After the WHI trial was halted, many women stopped taking hormones. In fact, the use of HRT had dropped by 38 percent in the United States by the end of 2002. In 2001, 61 million prescriptions were written for hormone replacement therapy. In 2002, there were about 47 million prescriptions. By 2003, that number had fallen to 27 million, and by 2004 just 21 million, the study authors noted.

The rate of breast cancer started dropping soon after the WHI results in 2002, according to the new study.

Between 2001 -- the last full year of combination HRT use -- and 2004, rates of breast cancer in the United States dropped by 8.6 percent in postmenopausal women. The rates of estrogen receptor-positive breast cancer -- those cancers known to be fueled by the hormone estrogen -- dropped by 14.7 percent in women between the ages of 50 and 69. Yet, rates of estrogen receptor-negative cancers dropped only 1.7 percent in the same time period, which further suggests that stopping HRT played a role in the decline.

"HRT is probably not something that causes cancer; it probably just fuels existing cancers," explained Berry. "If you feed it, it grows, and if you stop feeding it, it stops growing."
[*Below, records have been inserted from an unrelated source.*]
PR #2351, opened 2023-02-07
feat: stop the card flashing in eventCard

Sboonny:

Without `onError` the eventCards will fallback to the image, while we need it to fallback if there is no image

### DIFF
--- a/client/src/components/EventCard.tsx
+++ b/client/src/components/EventCard.tsx
@@ -95,7 +95,10 @@ export const EventCard: React.FC<EventCardProps> = ({ event }) => {
         <Image
           width="100%"
           height="100%"
-          src={event.image_url}
+          src={
+            event.image_url ||
+            'https://cdn.freecodecamp.org/chapter/brown-curtain-small.jpg'
+          }
           fit="cover"
           fallbackSrc="https://cdn.freecodecamp.org/chapter/brown-curtain-small.jpg"
           fallbackStrategy="onError"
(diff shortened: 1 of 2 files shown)


client/src/components/EventCard.tsx
```diff
@@ -98,6 +98,7 @@ export const EventCard: React.FC<EventCardProps> = ({ event }) => {
           src={event.image_url}
```
gikf, line 98:
```suggestion
          src={
            event.image_url ||
            'https://cdn.freecodecamp.org/chapter/brown-curtain-small.jpg'
          }
```

gikf (commented):
Could you post steps for reproducing the issue, or what is solved? After I've removed event _Event Image Url_, there's broken image displayed.
image

Maybe when `!event.image_url` then fallback image should be used as the image `src`. Suggestion for that below.

Sboonny:
[rec-tab.webm](https://user-images.githubusercontent.com/88248797/217737092-712a4412-ea65-4e32-8c01-28cd06e27131.webm)

The issue is the fallback is shown while the image is lazy loading

client/src/components/EventCard.tsx
Sboonny: Works 👍, nice call

Sboonny:
Did you remember the [image falling gracefully](https://discord.com/channels/692816967895220344/988495800852152450/1033992660559609896) discussion in discord, and made suggestion based on it? 🤣 

I have forgot about it completely

gikf:
Thanks, this makes sense. The `fallbackSrc` and `fallbackStrategy` still might be useful though, for cases when image_url is provided, but cannot be loaded.

gikf (approved):

PR #2352, opened 2023-02-07
feat: add fieldset and legend in eventForm for screen readers

Sboonny:

Screen Readers may need additional context of what does checking `invite-only` does, for now they will know it's the type of the event


gikf:
_Event Type_ sounds a bit weird to me when describing invite-only event. Not that this isn't technically correct.

I don't have idea for what that could be changed. What came to my mind is grouping the _Invite only_ checkbox together with the _Capacity_ and call them both _Attendee restrictions_ or _Event restrictions_. What do you think?

Sboonny:
Sorry, I have missed the comment while I was sick, I am happy with adding the changes.

Just to add another option, this change is purely for screen readers, if it isn't visually pleasing, we can add a legend with too many details and set it as visibility hidden.

gikf (approved):

PR #2354, opened 2023-02-07
chore: check integrationStatus before trying to use calendar

gikf:

---

- Adds check of the `integrationStatus` before using calendar.
- Change isn't that big as it might look like, external api wouldn't be actually used anyway, but I find more sensible to do the check first, instead of letting the service call error.


ojeytonwilliams (approved):
Thanks, @gikf, I think it makes sense to put the burden on our db rather than sending requests  to Google that we know will fail.

LGTM :+1:

PR #2363, opened 2023-02-10
fix: prevent the same start_at and ends_at

gikf:

---

- Event form doesn't allow `ends_at` to be the same as `start_at`.
- Therefore when test is trying to edit event having them the same, without changing dates - it will fail.


Sboonny (approved):

PR #2371, opened 2023-02-13
feat: warn when calendar or calendar event wasn't created

gikf:

---

- Displays basic warning when during chapter and event creation, calendar api didn't create calendar or calendar event.
- Adds `has_calendar_event` custom `FieldResolver` on `Event` graphql-type.


ojeytonwilliams:
Hey @gikf, I like the `has_calendar_event` field, that's much nicer than abusing the ids.  My only concern is when to show the warnings.

Warning that the Chapter does not have a calendar seems good. People may forget to authenticate with Google, after all. Also, only instance owners will see this warning and it's reasonable to expect them to have understand how Chapter works.

However, I'm not sure the warning 'Calendar event was not created.' is appropriate unless there's a calendar. If someone chooses not to make use of the integration (due to rate limits, say, https://github.com/freeCodeCamp/chapter/issues/2373) then showing warnings on every event creation is likely to make people think something has gone wrong with Chapter.

If that makes sense, I think the simplest implementation would be to pull `useChapterQuery` out of the EventForm and into the page components. That's a better separation of concerns, too, since the form shouldn't really have to worry about data fetching.

gikf:
Good ideas @ojeytonwilliams!

client/src/modules/dashboard/Events/pages/NewEventPage.tsx
```diff
@@ -60,6 +69,17 @@ export const NewEventPage: NextPageWithLayout<{
...
         status: 'success',
       });
+
+      let hasChapterCalendar = chapterData?.dashboardChapter.has_calendar;
+      if (chapter_id !== chapterId) {
+        const { data: currentChapter } = await refetch({
+          chapterId: chapter_id,
+        });
+        hasChapterCalendar = currentChapter.dashboardChapter.has_calendar;
+      }
```
ojeytonwilliams, line 79: The fact this is necessary, got me to thinking: why not use the same source of truth for chapter name when on `dashboard/chapters/[id]/new-event` and `dashboard/events/new`? Namely `admined_chapters`.

Reason being, we only care about three things: `id`, `name` and `has_calendar`. If `admined_chapters` gets `has_calendar` we don't need to make (let alone pass around) an additional query. As a side benefit, it should be possible to simplify `NewEventPage` a little.

What do you reckon?

ojeytonwilliams (approved):
Sorry for the delay getting to this, @gikf 

Everything looks great, though, cheers!

PR #2390, opened 2023-02-17
feat: delete the test site alert from the pages

Sboonny:

The site is no longer testing site, because  it's moved to .org, so the alert can go

### DIFF
--- a/client/src/components/PageLayout/index.tsx
+++ b/client/src/components/PageLayout/index.tsx
@@ -30,14 +30,6 @@ const PageLayout = ({ children }: { children: React.ReactNode }) => {
   return (
     <>
       <Header />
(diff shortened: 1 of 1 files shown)


ojeytonwilliams (changes requested):
Could you make a couple of changes?

* Make this conditional on `process.env.NEXT_PUBLIC_DEPLOYMENT_ENVIRONMENT === 'staging'` (same as 
and the `noindex` `meta` element).
* change .env.example to have `NEXT_PUBLIC_DEPLOYMENT_ENVIRONMENT=production`

ojeytonwilliams:
Blocked until we officially release, since we may need to purge the db before then.

ojeytonwilliams (commented):
LGTM :+1:

PR #2396, opened 2023-02-18
fix: ensure more consistent events ordering

gikf:

---

- Ensures more consistent ordering of events.
- For some reason events with the same start date not always were ordered the same way.
- This was creating issues for one of the tests, which uses the first event in the dashboard. If after editing that event, while keeping date without changes, order would be flipped with another event having the same date, the test would fail.
- If needed I can also augment mentioned test, but as far as test goes, chances to have seeded event with the same date and name is way much closer to none.


Sboonny (approved):

PR #2397, opened 2023-02-18
fix: wait for two mails

gikf:

---

- When attending there are two emails send - one to the attendee and second one to the admin, in that order.
- Test is interested in the second of them, but was waiting only for single email. In most cases the email to admin must have been send in the meantime, so it was already there when was specifically looked for. In other rare cases test was failing.


Sboonny (approved):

Berry said the Emory researchers looked at other potential causes for the decline in breast cancer rates, including whether fewer women were getting screening mammograms to detect tumors. The researchers also checked for environmental factors and the use of breast cancer drugs such as tamoxifen and raloxifene. But none of these factors had changed significantly enough to cause such a drop in breast cancer rates, the study authors said.
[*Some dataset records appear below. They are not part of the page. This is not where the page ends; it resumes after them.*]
PR #2412, opened 2023-02-22
feat: count chapter users in db

gikf:

---
- Uses `_count` from prisma to obtain number of chapter users.
- Changes returned object for `chapter` query.
- Fixes couple refetch issues in the chapter <-> event relation, mainly concentrating on counted users, but not only.

### DIFF
--- a/client/graphql.schema.json
+++ b/client/graphql.schema.json
@@ -959,7 +959,7 @@
               "name": null,
               "ofType": {
                 "kind": "SCALAR",
-                "name": "Float",
+                "name": "Int",
                 "ofType": null
               }
             },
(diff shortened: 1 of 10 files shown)


client/graphql.schema.json
```diff
@@ -953,6 +945,33 @@
...
+            "name": "chapter_users",
+            "description": null,
+            "args": [],
+            "type": {
+              "kind": "NON_NULL",
+              "name": null,
+              "ofType": {
+                "kind": "SCALAR",
+                "name": "Float",
+                "ofType": null
```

The breast cancer rates leveled off by 2004, to rates not seen since 1987, the study authors said.

"Overall, this is very encouraging news," said Dr. Julia Smith, director of the New York University Cancer Institute Breast Cancer Screening and Prevention Program in New York City.

However, Smith said she'd like to know if this drop will affect survival rates in the future. "Have these cancers been eliminated, or are they just below our level of detection now, but will rise up again?" she asked.

Both Berry and Smith pointed out that if a woman is suffering through menopausal symptoms, such as hot flashes, short-term use of hormone replacement therapy is likely safe.

"You can give low-dose HRT for short periods of time for women who really have a quality-of-life issue," Smith said. She added that individual risk needs to be assessed on a case-by-case basis, but even some women at high risk of breast cancer may be able to use HRT for short-term relief.

"It doesn't make sense to do something in the name of prevention and protection -- (withholding HRT) -- that ends up hurting the person," Smith said.

Berry said: "If you're taking HRT for long-term health effects, it's not worth it. But, if you're taking HRT for menopausal symptoms and it works for you, it's probably a reasonable thing to continue. I'd stop it occasionally to see if the hot flashes are still there, but short-term use for a year or two probably won't affect your risk in the long run."